Information given.
PR #1046, opened 2020-12-02
Adds additional lock cleanup to worker cleanup

bmbouter:
As another layer of security to guard against lock cleanup not occuring
due to Redis not delivering the _release_resource task, ensure all locks
are also cleaned up even for tasks that are in their final states.

closes #7907


dralley (approved):

daviddavis (approved):
LGTM

PR #1054, opened 2020-12-10
Fix import/export bug when sha384 or sha512 are null

daviddavis:
fixes #7836

### DIFF
--- a/pulpcore/app/modelresource.py
+++ b/pulpcore/app/modelresource.py
@@ -8,6 +8,7 @@ from pulpcore.app.models.content import (
     ContentArtifact,
 )
 from pulpcore.app.models.repository import Repository
+from pulpcore.constants import ALL_KNOWN_CONTENT_CHECKSUMS
 from pulpcore.plugin.importexport import QueryModelResource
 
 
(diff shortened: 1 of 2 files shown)


ipanova (approved):

pulpcore/app/modelresource.py
```diff
@@ -19,6 +19,24 @@
...
+            row (tablib.Dataset row): incoming import-row representing a single Variant.
+            kwargs: args passed along from the import() call.
+
+        """
+        # the export converts None to blank strings but sha384 and sha512 have unique constraints
+        # that get triggered if they are blank. convert them back into None if they are blank.
+        if row["sha384"] == "":
+            row["sha384"] = None
+        if row["sha512"] == "":
+            row["sha512"] = None
```
mdellweg, line 38: Should we not do it for all digests for consistency?

daviddavis: It's not necessary since the other checksums aren't unique. I don't think it would hurt though.

pulpcore/app/modelresource.py
```diff
@@ -19,6 +20,23 @@
 # repo-version-specific.
 #
 class ArtifactResource(QueryModelResource):
+    """Resource for import/export of artifacts."""
+
+    def before_import_row(self, row, **kwargs):
+        """
+        Sets sha384 and sha512 to None if they are blank strings.
```
mdellweg, line 27:
```suggestion
        Sets digests to None if they are blank strings.
```

mdellweg (approved):

pulpcore/app/modelresource.py
mdellweg: It feels weird to do something with only a subset of those otherwise very symmetric digests.

PR #1056, opened 2020-12-10
Add filter to users and groups endpoints

mdellweg:
fixes #7975
https://pulp.plan.io/issues/7975

### DIFF
--- a/pulpcore/app/viewsets/user.py
+++ b/pulpcore/app/viewsets/user.py
@@ -5,14 +5,16 @@ from django.contrib.auth import get_user_model
 from django.contrib.auth.models import Group, Permission
 from django.core.exceptions import FieldError
 from django.shortcuts import get_object_or_404
+from django_filters.rest_framework import DjangoFilterBackend
 from drf_spectacular.utils import extend_schema
 from guardian.models.models import GroupObjectPermission
 from rest_framework import mixins, status
 from rest_framework.decorators import action
+from rest_framework.filters import OrderingFilter
 from rest_framework.response import Response
 from rest_framework.serializers import ValidationError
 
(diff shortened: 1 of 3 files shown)


daviddavis (approved):
LGTM. A test would be nice but I leave that at your discretion.

mdellweg:
Writing a test for the user filters seems to be hard, as long as you cannot manipulate them though the rest API.

pulpcore/app/viewsets/user.py
```diff
@@ -23,6 +25,23 @@
...
+class UserFilter(BaseFilterSet):
+    """
+    FilterSet for User.
+    """
+
+    class Meta:
+        model = User
+        fields = {
+            "username": ["exact", "in", "contains"],
+            "first_name": ["exact", "in", "contains"],
```
ipanova, line 37: i suggest adding 'icontains' for case insensitive match on the fileds where it makes sense

ipanova (approved):
a suggestion but lgtm in an ycase https://github.com/pulp/pulpcore/pull/1056/files#r542696899

pulpcore/app/viewsets/user.py
```diff
@@ -32,6 +51,8 @@ class UserViewSet(NamedModelViewSet, mixins.RetrieveModelMixin, mixins.ListModel
     """
 
     endpoint_name = "users"
+    filterset_class = UserFilter
+    filter_backends = (OrderingFilter, DjangoFilterBackend)
```
ipanova, line 55: will you also specify ordering?

mdellweg: I added some tests too.

ipanova (approved):

PR #1058, opened 2020-12-14
Prevent tasking system deadlocks when Redis is restarted/data lost

dralley:


pulpcore/tasking/worker_watcher.py
```diff
@@ -148,11 +160,10 @@ def mark_worker_offline(worker_name, normal_shutdown=False):
...
     if not normal_shutdown:
         msg = _("The worker named %(name)s is missing. Canceling the tasks in its queue.")
-        msg = msg % {"name": worker_name}
-        _logger.error(msg)
+        _logger.error(msg % {"name": worker_name})
     else:
-        msg = _("Cleaning up shutdown worker '%s'.") % worker_name
-        _logger.info(msg)
+        _logger.info(_("Worker '%s' shutdown") % worker_name)
+        _logger.info(_("Cleaning up shutdown worker '%s'.") % worker_name)
```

The task. After locating the line holding "due to Redis" above, output exactly that line and every line after it through the line holding "mdellweg, line 38: Should". Include nothing else.

Your solution.
due to Redis not delivering the _release_resource task, ensure all locks
are also cleaned up even for tasks that are in their final states.

closes #7907


dralley (approved):

daviddavis (approved):
LGTM

PR #1054, opened 2020-12-10
Fix import/export bug when sha384 or sha512 are null

daviddavis:
fixes #7836

### DIFF
--- a/pulpcore/app/modelresource.py
+++ b/pulpcore/app/modelresource.py
@@ -8,6 +8,7 @@ from pulpcore.app.models.content import (
     ContentArtifact,
 )
 from pulpcore.app.models.repository import Repository
+from pulpcore.constants import ALL_KNOWN_CONTENT_CHECKSUMS
 from pulpcore.plugin.importexport import QueryModelResource
 
 
(diff shortened: 1 of 2 files shown)


ipanova (approved):

pulpcore/app/modelresource.py
```diff
@@ -19,6 +19,24 @@
...
+            row (tablib.Dataset row): incoming import-row representing a single Variant.
+            kwargs: args passed along from the import() call.
+
+        """
+        # the export converts None to blank strings but sha384 and sha512 have unique constraints
+        # that get triggered if they are blank. convert them back into None if they are blank.
+        if row["sha384"] == "":
+            row["sha384"] = None
+        if row["sha512"] == "":
+            row["sha512"] = None
```
mdellweg, line 38: Should we not do it for all digests for consistency?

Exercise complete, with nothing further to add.